• [Collected data]
Issue #17900, opened 2026-06-12
[BUG] Memory embedding cache grows without bound and can return another message's embeddings (32-bit hash collisions)


Abuhaithem:
### Describe the Bug

`Memory.embedMessageContent()` caches embeddings in a plain `Map` with **no eviction and no size limit**. The code comment says hashing is used so "we will [not] store all messages in memory for the life of the process" — but only the *key* is a hash; the cached *value* contains `chunks` (the full message text) **and** the full embedding vectors. So a long-running server with semantic recall enabled accumulates every distinct message (and every recall query string) it has ever embedded, in memory, forever. With a 1536-dim float embedding (~12 KB) plus raw text, that is roughly 12–20 KB per message — hundreds of MB over a few weeks of production traffic.

Separately, the cache key is a **32-bit** xxhash (`h32`). By the birthday bound, after ~77k distinct contents there is a >50% chance of at least one collision. On collision, `embedMessageContent` returns the *other* message's embeddings and chunks — silently storing wrong vectors in the vector index (corrupting recall for that message) or querying with the wrong vector.

`packages/memory/src/index.ts:971-1037`:

```ts
private hasher = xxhash();

// embedding is computationally expensive so cache content -> embeddings/chunks
private embeddingCache = new Map<
  number,
  {
    chunks: string[];
    embeddings: Awaited<ReturnType<typeof embedMany>>['embeddings'];
    usage?: { tokens: number };
    dimension: number | undefined;
  }
>();
...
protected async embedMessageContent(content: string) {
  const key = (await this.hasher).h32(content);   // 32-bit key
  const cached = this.embeddingCache.get(key);
  if (cached) return cached;
  ...
  this.embeddingCache.set(key, result);           // never evicted
  return result;
}
```

There is no `delete`, no LRU, and no max size anywhere in the class — the cache grows with total unique messages + unique recall queries.

Suggested fix: replace the `Map` with a bounded LRU (the core SemanticRecall cache already uses `lru-cache` with `max: 1000`), and switch `h32` → `h64` so collisions become negligible.

### Steps To Reproduce

Memory growth:

1. Create `new Memory({ vector, embedder, options: { semanticRecall: true } })`.
2. Save many short unique messages through `saveMessages` (or run a soak test calling `recall` with unique query strings).
3. Heap-snapshot the process: the embedding cache retains all chunk strings and embedding arrays; RSS grows linearly and never shrinks.

[...]

PR #17901, opened 2026-06-12
fix/memory-embedding-cache-unbounded-and-h32-collision

Abuhaithem:
Solves: 

The in-process embedding cache used by semantic recall (`Memory.embedMessageContent`) had two defects:

1. **Unbounded growth.** It stored results in a plain `Map` with no eviction. Each entry holds the content's chunk text **and** its embedding vectors, so a long-running `Memory` instance accumulated every message and recall query it ever embedded for the lifetime of the process — directly contradicting the code's own comment about keeping memory usage low (only the *key* was hashed; the *values* dominate memory).

2. **32-bit hash collisions corrupt recall.** Cache keys came from `xxhash.h32` (32 bits). By the birthday bound, distinct contents start colliding after tens of thousands of entries. On a collision, `embedMessageContent` returned **another message's** cached chunks and embeddings — silently indexing/recalling the wrong vectors with no error.

### Changes

- Replace the unbounded `Map` with an `LRUCache` (from `lru-cache`, already a direct dependency of `@mastra/memory`) capped at **1000** entries — matching the default used by the core `SemanticRecall` embedding cache (`packages/core/src/processors/memory/embedding-cache.ts`).
- Key the cache by `xxhash.h64` (64-bit) instead of `h32`, making collisions negligible. The cache key type changes from `number` to `bigint`.
- Make the cache-hit debug log BigInt-safe (`key.toString()`).
- Add regression tests.

No public API changes. Semantic recall results for correctly cached content are unchanged.

**Files changed**
- `packages/memory/src/index.ts` — LRU cache + `h64` keying
- `packages/memory/src/embedding-cache.test.ts` — new regression tests
- `.changeset/memory-embedding-cache-bounds.md` — patch changeset

## Related issue(s)

_No tracking issue yet — needs one filed and linked before submitting (see note above)._

## Type of change

- [ ] Documentation update
- [ ] Code refactoring
- [ ] Performance improvement
- [ ] Test update

## How it was tested

- **Reproduced both bugs on `main`** before fixing:
  - Unbounded growth: `embeddingCache.size === 2000` after embedding 2000 distinct contents.
  - Collision: with a brute-forced colliding pair (`"msg-4246"` and `"msg-268273"` both hash to `2346541822` under `h32`), `embedMessageContent("msg-268273")` returned `["msg-4246"]`'s chunks.
- **New regression tests** (`embedding-cache.test.ts`) — verified they **fail on the unpatched `index.ts`** and **pass with the fix**:
  - reuses cached embeddings for repeated content (cache hit)
  - bounds the cache via LRU eviction (1500 inserts → size ≤ 1000)
  - does not return wrong cached embeddings for the `h32`-colliding pair
- **No regressions**: full `@mastra/memory` unit suite — **32 files, 1134 passed, 1 todo**.
- `tsc --noEmit`, ESLint, and Prettier all clean on the changed files.

## Checklist

- [ ] I have linked the related issue(s) in the description above _(pending — file an issue first)_
- [x] I have made corresponding changes to the documentation (if applicable) _(none needed; internal behavior only)_
- [ ] I have addressed all Coderabbit comments on this PR _(after PR is opened)_

## Diff summary

```diff
+import { LRUCache } from 'lru-cache';

+// Max number of distinct contents whose embeddings are kept in the in-process cache.
+const DEFAULT_EMBEDDING_CACHE_MAX_SIZE = 1000;

-  private embeddingCache = new Map<
-    number,
+  private embeddingCache = new LRUCache<
+    bigint,
     { chunks: string[]; embeddings: ...; usage?: { tokens: number }; dimension: number | undefined }
-  >();
+  >({ max: DEFAULT_EMBEDDING_CACHE_MAX_SIZE });

-    const key = (await this.hasher).h32(content);
+    const key = (await this.hasher).h64(content);
-      this.logger.debug('Embedding cache hit', { contentHash: key, ... });
+      this.logger.debug('Embedding cache hit', { contentHash: key.toString(), ... });
```

Solves: #17900

## ELI5

This PR fixes two memory problems in the embedding cache used for semantic search: it was growing forever (using up more and more memory) and sometimes returning the wrong cached data because of poor hash key collision detection. The fix uses a fixed-size cache that automatically deletes old entries, and switches to better hashing so different messages never accidentally share cached results.

## Overview

Fixes two defects in the in-process embedding cache (`Memory.embedMessageContent`) used by semantic recall:

**Unbounded Memory Growth**: The cache previously used a plain JavaScript `Map` that accumulated every embedded message and recall query indefinitely, causing unbounded memory usage. It is now replaced with an LRUCache (from the lru-cache package) with a fixed limit of 1000 entries, matching the SemanticRecall default configuration.

**32-bit Hash Collisions Corrupting Results**: Cache keys were computed using xxhash.h32 (32-bit hashing), which caused collisions that led to returning another message's cached chunks and embeddings. The cache now uses xxhash.h64 (64-bit hashing) with bigint keys, making collisions negligible and ensuring cache isolation between different messages. Debug logging was updated to safely handle bigint keys via `toString()`.

## Changes

- **packages/memory/src/index.ts**: Replaces `Map` with `LRUCache` as the backing store, migrates cache keys from h32 (number) to h64 (bigint), adds configurable max cache size, and updates logging for bigint compatibility.
- **packages/memory/src/embedding-cache.test.ts**: Adds regression tests covering cache hits, LRU eviction (1500 inserts capped at ≤1000 entries), and correctness for messages that collide under h32 but not h64.
- **.changeset/memory-embedding-cache-bounds.md**: Patch-level changeset documenting the fix.

## Testing & Verification

- Both bugs were reproduced on main and verified fixed.
- New regression tests confirm cache hit behavior, LRU eviction correctness, and h32 collision separation.
- Full `@mastra/memory` unit suite passes: 1134 tests passed, 1 todo (32 test files).
- Type checking, ESLint, and Prettier validation pass on all modified files.

## Impact

No public API changes. Semantic recall results remain unchanged for correctly cached content.


Abuhaithem:
@abhiaiyer91 could u check this branch !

• [Exercise] Your answer should be one number, the count of lines in the entries holding the string "making".

• [Solution to this task] 2